Hooked: A Thriller About Love and Other Addictions

Chapter 1

I ’m guessing that the moment that your life begins to unravel is often unceremonious—heralded by a whimper. The bang should have told me something.

I remember mostly details.

The extra foam sliding down the side of the mocha. A couple arguing over whether to put the “Mighty OJ” juicer on their bridal registry. The rottweiler tied outside the café, standing on hind legs, paws pressed urgently against the window.

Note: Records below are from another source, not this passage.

PR #624, opened 2019-05-18
Add extension storage to channels and episodes

elelay:
Original use case: I'm writing a custom feed handler for OPDS (special kind of atom to distribute books). The way custom feed handlers work is each one is called until one returns not None. So my OPDS custom feed handler is called on every podcast. I can't find out if the feed is opds or not until I parse the feed. Too bad to have essentially done everything (download, parse) to throw it away because it's not OPDS. So I want to remember that a feed is or isn't opds.

This PR:
 - adds an *ext_data* column to podcast and episode, converted to a JsonConfig object when needed.
 - adds `get_ext_data(ext_name)` to podcast and episode, returning the relevant subtree of the JsonConfig
 - hooks into `save()` to serialize back the JsonConfig in the database when needed.

Alternatives: 
 - let extensions store this info in their configuration.  
  **pros**: don't have to extend the schema   
  **cons**: data is not really attached to the podcast. It needs to be cleaned when the user unsubscribes
 - go one step further and allow arbitrary tables per extensions, where my OPDS extension would declare a foreign key to podcasts and a bool column for *ignored*  
  **pros**: more efficient than a common json column for all extensions (compact, less parsing)  
  **cons**: harder to implement.

### DIFF
--- a/src/gpodder/model.py
+++ b/src/gpodder/model.py
@@ -39,6 +39,7 @@ import gpodder
 import podcastparser
 from gpodder import (coverart, escapist_videos, feedcore, schema, util, vimeo,
                      youtube)
+from gpodder.jsonconfig import JsonConfig
 
 logger = logging.getLogger(__name__)
 
@@ -104,7 +105,10 @@ class PodcastModelObject(object):
     A generic base class for our podcast model providing common helper
     and utility functions.
     """
-    __slots__ = ('id', 'parent', 'children')
+    __slots__ = ('id', 'parent', 'children', '_parsed_ext_data', '_ext_data_dirty')
+
+    def __init__(self):
+        self._ext_data_dirty = False
 
     @classmethod
     def create_from_dict(cls, d, *args):
@@ -119,6 +123,24 @@ class PodcastModelObject(object):
             setattr(o, k, v)
 
         return o
+
+    def get_ext_data(self, extension):
+        """
+        Get extension-specific storage for this object.
+        It's a JsonConfigSubtree so setting attribute values will be saved.
+        Make sure to use a versionned key.
+        """
+        if not self._parsed_ext_data:
+            self._parsed_ext_data = JsonConfig(self.ext_data, on_key_changed=self._mark_ext_data_dirty)
+        return getattr(self._parsed_ext_data, extension)
+
+    def _mark_ext_data_dirty(self, name, old_value, new_value):
+        self._ext_data_dirty = True
+
+    def save_ext_data(self):
+        if self._ext_data_dirty:
+            self.ext_data = repr(self._parsed_ext_data)
+            self._ext_data_dirty = False
 
 
 class PodcastEpisode(PodcastModelObject):
@@ -199,6 +221,7 @@ class PodcastEpisode(PodcastModelObject):
         return None
 
     def __init__(self, channel):
+        super().__init__()
         self.parent = channel
         self.podcast_id = self.parent.id
         self.children = (None, None)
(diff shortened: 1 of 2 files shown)


thp:
So the OPDS handler is a subclass of the normal Atom feed handler? What if you make it so that the OPDS handler is always used, and when it's downloaded and parsed, you just call the superclass function (the normal Atom feed handler) to parse it as "normal" feed if you detect that it's not OPDS?

Alternatively, you could just store e.g. a JSON file or minidb file in `gpodder.home` with a "list of URLs that are not OPDS", then it is independent of the main database and doesn't affect the schema at all. This is how the `soundcloud` plugin does it: `self.cache_file = os.path.join(gpodder.home, 'Soundcloud')` (`class SoundcloudUser` in `src/gpodder/plugins/soundcloud.py`).

elelay:
I hear what you say about subclassing the normal feed handler to also handle the normal case, but I would like to let other custom handlers intercept the feed if it's not OPDS (I wrote the OPDS handler as a brand new class, where I tried urllib3 for download and direct sax instead of podcastparser rules, just to experiment, but that's off topic).

Thanks for pointing out that soundcloud already has a cache file outside the db. It seems very clear and easy to use. I see how I could copy the `__init__()` and `commit_cache()` code in the opds extension.

Would the soundcloud plugin benefit from this PR?
It would be even more convenient to store this cache for each subscription in the ext_data['soundcloud'] column of the database, since loading and parsing would be taken care of.
Storing the cache per podcast in the database would have the good property of automatically purging the cache on unsubscribe. It would allow easy purging of removed track metadata (remove those not seen), which is missing in current implementation, but easy enough to add (just group track metadata by username).
I don't think the episode's ext_data['soundcloud'] would be useful because existing episodes would have to be searched by url for each track.

I would like to invite more people to write small extensions to scratch their own itch, as a first step to contributing. So I'd like an easy way for an extension to:
 - save global parameters -- already available as the configuration;
 - attach data to podcast or episodes -- this PR's ext_data.

Yes, it will create an incompatibility with older gPodder releases (like the one in debian) because of the schema bump.
Do you think it is overkill (very little extensions will need this feature) or ill-suited (different extensions will want to store data differently)?
Do you think it would slow down the main function of gPodder?

elelay:
Initial OPDS support is here: https://github.com/gpodder/gpodder/blob/opds/share/gpodder/extensions/opds.py

thp:
Well, the schema breakage isn't that much of an issue I guess (as long as it's migrated from old version to new version seamlessly).

But still then, it could be done via separate tables (e.g. each plugin can create its own table of additional data) and those tables can then somehow be linked with the podcast / episodes table so that some generic code can do the clean-ups without modifying the main table structures.

Or the plugin could even have a function that is called as part of the cleanup (e.g. it would then do `DELETE FROM ext_soundcloud_podcast_data WHERE podcast_id = ?` and `DELETE FROM ext_soundcloud_episode_data WHERE episode_id = ?` or something like that).

But looking at it again from this perspective, the `ext_data` column that stores JSON data should be fine, as it can store free-form data, and there's not even a need to specially code the expiration of things. And looking further, `get_ext_data(ext_name)` is actually nice, so that each extension can just have a per-episode and per-podcast JSON object to store additional data in.

It might just be the cleanest solution to the whole thing, if you do go with that approach, maybe also convert the current Soundcloud code to use this :) :+1:

elelay:
OK. Trying to use it in soundcloud shows that JsonConfig is not useable as a cache:
 - it works with attributes, not dict-like keys. It splits attribute names on '.' => bad to store an url
 - there is no way to know if a key is present. It always returns a JsonConfigSubtree.
So I withdraw my proposal and will use a cache file in the opds extension.
Thanks for the feedback!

When she walked by, I was reading a languid description of a Boston river, somewhat guiltily speeding through the imagery to get back to the book’s action. I wouldn’t have noticed her at all had she not put a small, folded square of paper on the corner of my table. I registered graceful hands, and a ring on the index finger. Then I focused on the piece of paper. Was I being picked up?

When I looked up again, she was nearly out the screen door, purposeful, and not stopping to look back. I dog-eared a page in my book, picked up the folded note, and followed her.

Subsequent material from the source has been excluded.